Noch immer zweifle ich daran, ob ich mich auf die Liste der Teilnehmer für den Theater Club setzen soll, welche inzwischen weiter gewachsen ist. Einunddreißig Studenten stehen inzwischen auf der Liste und nur noch bis heute kann ich auch meinen Namen dazuschreiben.
Nächste Woche würde am Freitag um siebzehn Uhr die erste Probe stattfinden.
,,Keine Sorge, die nehmen da jeden, egal wie talentiert - oder talentfrei - man ist", erklingt es plötzlich neben mir, weshalb ich ungewollt zusammenzucke. Innerlich verdrehe ich die Augen, äußerlich bleibe ich ruhig. Der Football-Junge.
Mit einem zurückhaltenden Grinsen steht er angelehnt an der Wand und mustert mich aufmerksam. Sein schwarzer Rucksack hängt über seiner rechten Schulter.

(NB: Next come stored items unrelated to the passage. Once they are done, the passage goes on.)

PR #7203, opened 2025-06-19
Tweak playground book behavior in various ways (BL-14891)

StephenMcConnel:
This includes opening up the Publish tab but without the ability to save or print the book.  Preview is fully operational for all features.


StephenMcConnel:
See the comment in the issue for what this pull request is trying to accomplish.

JohnThomson (changes requested):
Improved, but I picked up a couple of things I should have caught earlier. Sorry.

> *[Reviewable](https://reviewable.io/reviews/BloomBooks/BloomDesktop/7203#-:-OTXsbn05CmerLB8GKJX:b-1ay07g)* status: all files reviewed, 3 unresolved discussions (waiting on @StephenMcConnel)

___
*[`src/BloomExe/SubscriptionAndFeatures/FeatureStatus.cs` line 121 at r2](https://reviewable.io/reviews/BloomBooks/BloomDesktop/7203#-OTXpoEW3uHYSmtHousC:-OTXpoEW3uHYSmtHousD:b-jkzv4j) ([raw file](https://github.com/BloomBooks/BloomDesktop/blob/562ab278203050768634e5692972e63c5bcb73f9/src/BloomExe/SubscriptionAndFeatures/FeatureStatus.cs#L121)):*
> ```Smalltalk
>             {
>                 subToUse = Subscription.CreateTempSubscriptionForTier(SubscriptionTier.Enterprise);
>             }
> ```

I should have picked this up earlier, but can't we leave this whole 'if' out and just let the other overload that we're about to call deal with the special case?
My idea in creating the three overloads was that this one handles having the feature identified by a string by parsing the string to get an enum value; the next one handles an enum value by finding the actual feature data in the registry; and given the actual feature data from the registry, the third overload contains all the logic about actually determining the feature status. So if possible I'd like to keep all actual status-determining logic out of the first two.
___
*[`src/BloomExe/SubscriptionAndFeatures/FeatureStatus.cs` line 143 at r2](https://reviewable.io/reviews/BloomBooks/BloomDesktop/7203#-OTXqBQo8iYjGe6QyVtT:-OTXqBQo8iYjGe6QyVtU:bs0xccz) ([raw file](https://github.com/BloomBooks/BloomDesktop/blob/562ab278203050768634e5692972e63c5bcb73f9/src/BloomExe/SubscriptionAndFeatures/FeatureStatus.cs#L143)):*
> ```Smalltalk
>             {
>                 subToUse = Subscription.CreateTempSubscriptionForTier(SubscriptionTier.Enterprise);
>             }
> ```

Again, can we let the next overload deal with the special case?
___
*[`src/BloomExe/SubscriptionAndFeatures/FeatureStatus.cs` line 201 at r2](https://reviewable.io/reviews/BloomBooks/BloomDesktop/7203#-OTXqhsABp1GuBqkpOZ3:-OTXqhsABp1GuBqkpOZ4:b2rv391) ([raw file](https://github.com/BloomBooks/BloomDesktop/blob/562ab278203050768634e5692972e63c5bcb73f9/src/BloomExe/SubscriptionAndFeatures/FeatureStatus.cs#L201)):*
> ```Smalltalk
>                 var featureStatus = GetFeatureStatus(
>                     feature.Feature == FeatureName.TeamCollection ? subscription : subToUse,
>                     feature);
> ```

Why do we need any special cases here? Won't we get the desired result by just passing the book to GetFeatureStatus? I suppose there's a tiny performance gain, but don't think it's enough for the cost of having the logic in two places.

StephenMcConnel (commented):
> *[Reviewable](https://reviewable.io/reviews/BloomBooks/BloomDesktop/7203)* status: all files reviewed, 3 unresolved discussions (waiting on @JohnThomson)

___
*[`src/BloomExe/SubscriptionAndFeatures/FeatureStatus.cs` line 121 at r2](https://reviewable.io/reviews/BloomBooks/BloomDesktop/7203#-OTXpoEW3uHYSmtHousC:-OTXyrHZ6sMQ5JV5mgW-:b-896fix) ([raw file](https://github.com/BloomBooks/BloomDesktop/blob/562ab278203050768634e5692972e63c5bcb73f9/src/BloomExe/SubscriptionAndFeatures/FeatureStatus.cs#L121)):*

I should have picked this up earlier, but can't we leave this whole 'if' out and just let the other overload that we're about to call deal with the special case?
My idea in creating the three overloads was that this one handles having the feature identified by a string by parsing the string to get an enum value; the next one handles an enum value by finding the actual feature data in the registry; and given the actual feature data from the registry, the third overload contains all the logic about actually determining the feature status. So if possible I'd like to keep all actual status-determining logic out of the first two.
</blockquote></details>

Done.
___
*[`src/BloomExe/SubscriptionAndFeatures/FeatureStatus.cs` line 143 at r2](https://reviewable.io/reviews/BloomBooks/BloomDesktop/7203#-OTXqBQo8iYjGe6QyVtT:-OTXysV4BKsprIMs7XcQ:b-896fix) ([raw file](https://github.com/BloomBooks/BloomDesktop/blob/562ab278203050768634e5692972e63c5bcb73f9/src/BloomExe/SubscriptionAndFeatures/FeatureStatus.cs#L143)):*

Again, can we let the next overload deal with the special case?
</blockquote></details>

Done.
___
*[`src/BloomExe/SubscriptionAndFeatures/FeatureStatus.cs` line 201 at r2](https://reviewable.io/reviews/BloomBooks/BloomDesktop/7203#-OTXqhsABp1GuBqkpOZ3:-OTXywr-DVHDPMWGT5mv:bwdx8cg) ([raw file](https://github.com/BloomBooks/BloomDesktop/blob/562ab278203050768634e5692972e63c5bcb73f9/src/BloomExe/SubscriptionAndFeatures/FeatureStatus.cs#L201)):*

Why do we need any special cases here? Won't we get the desired result by just passing the book to GetFeatureStatus? I suppose there's a tiny performance gain, but don't think it's enough for the cost of having the logic in two places.
</blockquote></details>

Done.  Added the book to the argument list.

JohnThomson (approved):
> *[Reviewable](https://reviewable.io/reviews/BloomBooks/BloomDesktop/7203)* status: <span>:shipit:</span> complete! all files reviewed, all discussions resolved (waiting on @StephenMcConnel)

Ich bin nicht sicher, ob mich seine Worte ermutigen sollen.
,,Damit meine ich natürlich nicht, dass du talentlos bist", fügt er noch hinzu und kratzt sich - verlegen? - am Kopf. Ich kann nicht verhindern, dass meine Mundwinkel leicht nach oben zucken.
,,Ich bin übrigens Ryan", sagt er und reicht mir die Hand. Kurz zögere ich, dann reiche ich ihm ebenso meine Hand.
,,Margret", stelle ich mich vor, woraufhin er lächelt.
,,Heute Abend findet eine Party statt. Möchtest du kommen?" Verblüfft sehe ich ihn an und weiß nicht so recht, was ich ihm darauf antworten soll oder ob er es überhaupt ernst meint. Er könnte sich auch einen Spaß mit mir erlauben.
,,Meinst du das ernst?" Etwas beginnt, in meinem Bauch zu kribbeln. Ich bin nervös, aber warum? Schließlich ist das hier eine ganz normale Konversation. Es ist nichts im Vergleich zur High School. Ich sollte nicht derart nervös werden, wenn jemand, den ich nicht kenne, mit mir redet. Das ist absurd. Ich verhalte mich absurd.
,,Hundertprozentig. Also, was sagst du?" Geduldig schaut er auf mich herab.
Auch wie die Tage zuvor sind seine Haare perfekt gestylt und ein weißes Polohemd betont seinen muskulösen Körper. Gut sieht er aus, das muss man ihm lassen.
,,Okay." Sein Gesicht erhellt sich und durch das Lächeln strahlen seine weißen Zähne. Er klatscht in seine Hände.
,,Perfekt." Er holt einen Zettel aus seiner Hosentasche und überreicht ihn mir. Noch irritierter als zuvor, nehme ich den Zettel an. Ein Blick in seine grauen Augen bleibt mir ein Rätsel. Er ist mir ein Rätsel. Noch vor drei Tagen hat er mir mit seinem Blick unmissverständlich klar gemacht, dass er nicht viel von mir hält. Und jetzt lädt er mich zu einer Party ein. Aus dem Jungen werde ich nicht schlau - noch nicht.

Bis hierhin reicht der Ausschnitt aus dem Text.